Exercise data:
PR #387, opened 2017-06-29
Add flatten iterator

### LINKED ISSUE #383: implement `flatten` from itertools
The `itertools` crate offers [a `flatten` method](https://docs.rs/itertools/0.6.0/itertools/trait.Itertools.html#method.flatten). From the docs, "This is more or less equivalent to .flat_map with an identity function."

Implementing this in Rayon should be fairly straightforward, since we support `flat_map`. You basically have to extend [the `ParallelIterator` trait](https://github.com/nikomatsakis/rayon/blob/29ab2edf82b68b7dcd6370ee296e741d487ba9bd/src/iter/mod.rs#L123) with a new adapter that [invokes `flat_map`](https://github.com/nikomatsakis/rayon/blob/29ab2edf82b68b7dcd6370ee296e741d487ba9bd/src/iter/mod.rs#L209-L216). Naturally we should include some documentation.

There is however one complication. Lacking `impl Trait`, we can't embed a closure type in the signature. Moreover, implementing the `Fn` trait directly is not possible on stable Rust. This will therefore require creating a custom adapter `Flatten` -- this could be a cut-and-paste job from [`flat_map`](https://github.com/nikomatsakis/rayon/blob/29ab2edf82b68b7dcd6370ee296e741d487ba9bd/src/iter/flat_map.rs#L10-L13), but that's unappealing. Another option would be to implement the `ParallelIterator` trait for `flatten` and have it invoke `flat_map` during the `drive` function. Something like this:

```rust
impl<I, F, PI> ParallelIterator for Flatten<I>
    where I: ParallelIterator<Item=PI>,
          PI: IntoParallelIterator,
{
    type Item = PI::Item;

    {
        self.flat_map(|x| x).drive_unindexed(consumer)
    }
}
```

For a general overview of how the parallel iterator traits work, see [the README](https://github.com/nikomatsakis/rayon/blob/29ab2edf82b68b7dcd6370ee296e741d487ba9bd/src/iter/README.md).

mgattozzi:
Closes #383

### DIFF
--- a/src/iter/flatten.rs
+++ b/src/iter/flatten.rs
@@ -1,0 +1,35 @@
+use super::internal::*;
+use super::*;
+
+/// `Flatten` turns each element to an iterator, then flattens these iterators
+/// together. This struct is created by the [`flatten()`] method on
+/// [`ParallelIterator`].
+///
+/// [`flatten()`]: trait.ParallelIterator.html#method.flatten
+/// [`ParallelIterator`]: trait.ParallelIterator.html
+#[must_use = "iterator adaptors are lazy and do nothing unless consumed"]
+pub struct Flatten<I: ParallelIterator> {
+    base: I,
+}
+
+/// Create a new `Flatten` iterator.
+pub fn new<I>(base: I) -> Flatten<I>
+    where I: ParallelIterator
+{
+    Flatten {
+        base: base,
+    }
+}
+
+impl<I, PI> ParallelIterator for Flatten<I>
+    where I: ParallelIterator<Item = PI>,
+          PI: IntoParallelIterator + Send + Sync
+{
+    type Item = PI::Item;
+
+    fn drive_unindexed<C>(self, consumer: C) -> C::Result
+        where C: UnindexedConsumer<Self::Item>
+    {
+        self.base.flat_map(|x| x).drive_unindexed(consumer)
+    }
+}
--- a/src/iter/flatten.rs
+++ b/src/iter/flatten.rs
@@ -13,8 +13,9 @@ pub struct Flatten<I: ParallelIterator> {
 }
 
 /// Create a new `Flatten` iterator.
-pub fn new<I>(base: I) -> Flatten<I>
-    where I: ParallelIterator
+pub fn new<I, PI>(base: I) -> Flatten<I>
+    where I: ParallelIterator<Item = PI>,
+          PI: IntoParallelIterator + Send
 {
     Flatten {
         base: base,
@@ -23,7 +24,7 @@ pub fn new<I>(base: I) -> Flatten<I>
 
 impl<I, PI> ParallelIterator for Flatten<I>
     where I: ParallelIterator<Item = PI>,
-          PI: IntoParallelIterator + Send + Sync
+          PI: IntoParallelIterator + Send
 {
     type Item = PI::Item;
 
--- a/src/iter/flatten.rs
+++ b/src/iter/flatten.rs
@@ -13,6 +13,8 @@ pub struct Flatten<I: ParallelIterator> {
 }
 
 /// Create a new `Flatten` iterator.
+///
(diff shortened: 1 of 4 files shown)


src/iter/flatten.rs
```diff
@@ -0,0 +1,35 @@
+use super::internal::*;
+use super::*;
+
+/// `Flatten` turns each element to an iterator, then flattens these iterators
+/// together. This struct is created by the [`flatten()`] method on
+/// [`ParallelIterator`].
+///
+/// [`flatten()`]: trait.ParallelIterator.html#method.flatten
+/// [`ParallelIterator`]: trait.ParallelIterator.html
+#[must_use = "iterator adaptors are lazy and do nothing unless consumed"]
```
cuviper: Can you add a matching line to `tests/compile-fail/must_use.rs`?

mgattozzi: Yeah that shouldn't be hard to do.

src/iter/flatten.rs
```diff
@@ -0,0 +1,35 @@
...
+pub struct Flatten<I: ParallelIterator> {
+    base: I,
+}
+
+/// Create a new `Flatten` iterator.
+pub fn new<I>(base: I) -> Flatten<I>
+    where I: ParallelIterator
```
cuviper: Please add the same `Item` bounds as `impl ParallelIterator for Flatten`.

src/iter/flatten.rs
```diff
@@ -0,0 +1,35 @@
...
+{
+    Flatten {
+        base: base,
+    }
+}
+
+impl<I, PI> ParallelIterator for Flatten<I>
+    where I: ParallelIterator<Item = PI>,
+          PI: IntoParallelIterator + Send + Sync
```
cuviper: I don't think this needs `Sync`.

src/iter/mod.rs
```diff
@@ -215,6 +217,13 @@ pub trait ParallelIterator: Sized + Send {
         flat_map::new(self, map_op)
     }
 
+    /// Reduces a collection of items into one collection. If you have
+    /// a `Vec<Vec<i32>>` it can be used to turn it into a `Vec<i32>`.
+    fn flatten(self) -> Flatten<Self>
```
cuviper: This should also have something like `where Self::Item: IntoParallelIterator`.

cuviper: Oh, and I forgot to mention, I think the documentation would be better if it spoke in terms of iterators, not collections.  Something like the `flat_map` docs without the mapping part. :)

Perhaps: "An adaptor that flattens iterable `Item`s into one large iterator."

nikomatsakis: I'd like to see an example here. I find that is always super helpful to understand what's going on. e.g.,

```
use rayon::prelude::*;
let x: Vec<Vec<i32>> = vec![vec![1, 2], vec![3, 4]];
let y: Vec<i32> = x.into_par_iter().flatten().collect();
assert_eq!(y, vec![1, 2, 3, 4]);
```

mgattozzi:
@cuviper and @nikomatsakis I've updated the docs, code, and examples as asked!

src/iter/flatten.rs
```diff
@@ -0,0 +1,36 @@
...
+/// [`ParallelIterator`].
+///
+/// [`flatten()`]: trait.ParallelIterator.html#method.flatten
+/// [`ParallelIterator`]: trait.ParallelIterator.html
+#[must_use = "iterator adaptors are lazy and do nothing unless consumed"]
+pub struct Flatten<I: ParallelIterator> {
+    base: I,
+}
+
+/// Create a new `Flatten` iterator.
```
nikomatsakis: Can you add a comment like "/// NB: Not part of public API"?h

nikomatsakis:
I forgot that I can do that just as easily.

Exercise requirements: Each line of the records must be reproduced exactly.

Your response:
PR #387, opened 2017-06-29
Add flatten iterator

### LINKED ISSUE #383: implement `flatten` from itertools
The `itertools` crate offers [a `flatten` method](https://docs.rs/itertools/0.6.0/itertools/trait.Itertools.html#method.flatten). From the docs, "This is more or less equivalent to .flat_map with an identity function."

Implementing this in Rayon should be fairly straightforward, since we support `flat_map`. You basically have to extend [the `ParallelIterator` trait](https://github.com/nikomatsakis/rayon/blob/29ab2edf82b68b7dcd6370ee296e741d487ba9bd/src/iter/mod.rs#L123) with a new adapter that [invokes `flat_map`](https://github.com/nikomatsakis/rayon/blob/29ab2edf82b68b7dcd6370ee296e741d487ba9bd/src/iter/mod.rs#L209-L216). Naturally we should include some documentation.

There is however one complication. Lacking `impl Trait`, we can't embed a closure type in the signature. Moreover, implementing the `Fn` trait directly is not possible on stable Rust. This will therefore require creating a custom adapter `Flatten` -- this could be a cut-and-paste job from [`flat_map`](https://github.com/nikomatsakis/rayon/blob/29ab2edf82b68b7dcd6370ee296e741d487ba9bd/src/iter/flat_map.rs#L10-L13), but that's unappealing. Another option would be to implement the `ParallelIterator` trait for `flatten` and have it invoke `flat_map` during the `drive` function. Something like this:

```rust
impl<I, F, PI> ParallelIterator for Flatten<I>
    where I: ParallelIterator<Item=PI>,
          PI: IntoParallelIterator,
{
    type Item = PI::Item;

    {
        self.flat_map(|x| x).drive_unindexed(consumer)
    }
}
```

For a general overview of how the parallel iterator traits work, see [the README](https://github.com/nikomatsakis/rayon/blob/29ab2edf82b68b7dcd6370ee296e741d487ba9bd/src/iter/README.md).

mgattozzi:
Closes #383

### DIFF
--- a/src/iter/flatten.rs
+++ b/src/iter/flatten.rs
@@ -1,0 +1,35 @@
+use super::internal::*;
+use super::*;
+
+/// `Flatten` turns each element to an iterator, then flattens these iterators
+/// together. This struct is created by the [`flatten()`] method on
+/// [`ParallelIterator`].
+///
+/// [`flatten()`]: trait.ParallelIterator.html#method.flatten
+/// [`ParallelIterator`]: trait.ParallelIterator.html
+#[must_use = "iterator adaptors are lazy and do nothing unless consumed"]
+pub struct Flatten<I: ParallelIterator> {
+    base: I,
+}
+
+/// Create a new `Flatten` iterator.
+pub fn new<I>(base: I) -> Flatten<I>
+    where I: ParallelIterator
+{
+    Flatten {
+        base: base,
+    }
+}
+
+impl<I, PI> ParallelIterator for Flatten<I>
+    where I: ParallelIterator<Item = PI>,
+          PI: IntoParallelIterator + Send + Sync
+{
+    type Item = PI::Item;
+
+    fn drive_unindexed<C>(self, consumer: C) -> C::Result
+        where C: UnindexedConsumer<Self::Item>
+    {
+        self.base.flat_map(|x| x).drive_unindexed(consumer)
+    }
+}
--- a/src/iter/flatten.rs
+++ b/src/iter/flatten.rs
@@ -13,8 +13,9 @@ pub struct Flatten<I: ParallelIterator> {
 }
 
 /// Create a new `Flatten` iterator.
-pub fn new<I>(base: I) -> Flatten<I>
-    where I: ParallelIterator
+pub fn new<I, PI>(base: I) -> Flatten<I>
+    where I: ParallelIterator<Item = PI>,
+          PI: IntoParallelIterator + Send
 {
     Flatten {
         base: base,
@@ -23,7 +24,7 @@ pub fn new<I>(base: I) -> Flatten<I>
 
 impl<I, PI> ParallelIterator for Flatten<I>
     where I: ParallelIterator<Item = PI>,
-          PI: IntoParallelIterator + Send + Sync
+          PI: IntoParallelIterator + Send
 {
     type Item = PI::Item;
 
--- a/src/iter/flatten.rs
+++ b/src/iter/flatten.rs
@@ -13,6 +13,8 @@ pub struct Flatten<I: ParallelIterator> {
 }
 
 /// Create a new `Flatten` iterator.
+///
(diff shortened: 1 of 4 files shown)


src/iter/flatten.rs
```diff
@@ -0,0 +1,35 @@
+use super::internal::*;
+use super::*;
+
+/// `Flatten` turns each element to an iterator, then flattens these iterators
+/// together. This struct is created by the [`flatten()`] method on
+/// [`ParallelIterator`].
+///
+/// [`flatten()`]: trait.ParallelIterator.html#method.flatten
+/// [`ParallelIterator`]: trait.ParallelIterator.html
+#[must_use = "iterator adaptors are lazy and do nothing unless consumed"]
```
cuviper: Can you add a matching line to `tests/compile-fail/must_use.rs`?

mgattozzi: Yeah that shouldn't be hard to do.

src/iter/flatten.rs
```diff
@@ -0,0 +1,35 @@
...
+pub struct Flatten<I: ParallelIterator> {
+    base: I,
+}
+
+/// Create a new `Flatten` iterator.
+pub fn new<I>(base: I) -> Flatten<I>
+    where I: ParallelIterator
```
cuviper: Please add the same `Item` bounds as `impl ParallelIterator for Flatten`.

src/iter/flatten.rs
```diff
@@ -0,0 +1,35 @@
...
+{
+    Flatten {
+        base: base,
+    }
+}
+
+impl<I, PI> ParallelIterator for Flatten<I>
+    where I: ParallelIterator<Item = PI>,
+          PI: IntoParallelIterator + Send + Sync
```
cuviper: I don't think this needs `Sync`.

src/iter/mod.rs
```diff
@@ -215,6 +217,13 @@ pub trait ParallelIterator: Sized + Send {
         flat_map::new(self, map_op)
     }
 
+    /// Reduces a collection of items into one collection. If you have
+    /// a `Vec<Vec<i32>>` it can be used to turn it into a `Vec<i32>`.
+    fn flatten(self) -> Flatten<Self>
```
cuviper: This should also have something like `where Self::Item: IntoParallelIterator`.

cuviper: Oh, and I forgot to mention, I think the documentation would be better if it spoke in terms of iterators, not collections.  Something like the `flat_map` docs without the mapping part. :)

Perhaps: "An adaptor that flattens iterable `Item`s into one large iterator."

nikomatsakis: I'd like to see an example here. I find that is always super helpful to understand what's going on. e.g.,

```
use rayon::prelude::*;
let x: Vec<Vec<i32>> = vec![vec![1, 2], vec![3, 4]];
let y: Vec<i32> = x.into_par_iter().flatten().collect();
assert_eq!(y, vec![1, 2, 3, 4]);
```

mgattozzi:
@cuviper and @nikomatsakis I've updated the docs, code, and examples as asked!

src/iter/flatten.rs
```diff
@@ -0,0 +1,36 @@
...
+/// [`ParallelIterator`].
+///
+/// [`flatten()`]: trait.ParallelIterator.html#method.flatten
+/// [`ParallelIterator`]: trait.ParallelIterator.html
+#[must_use = "iterator adaptors are lazy and do nothing unless consumed"]
+pub struct Flatten<I: ParallelIterator> {
+    base: I,
+}
+
+/// Create a new `Flatten` iterator.
```
nikomatsakis: Can you add a comment like "/// NB: Not part of public API"?h

nikomatsakis:
I forgot that I can do that just as easily.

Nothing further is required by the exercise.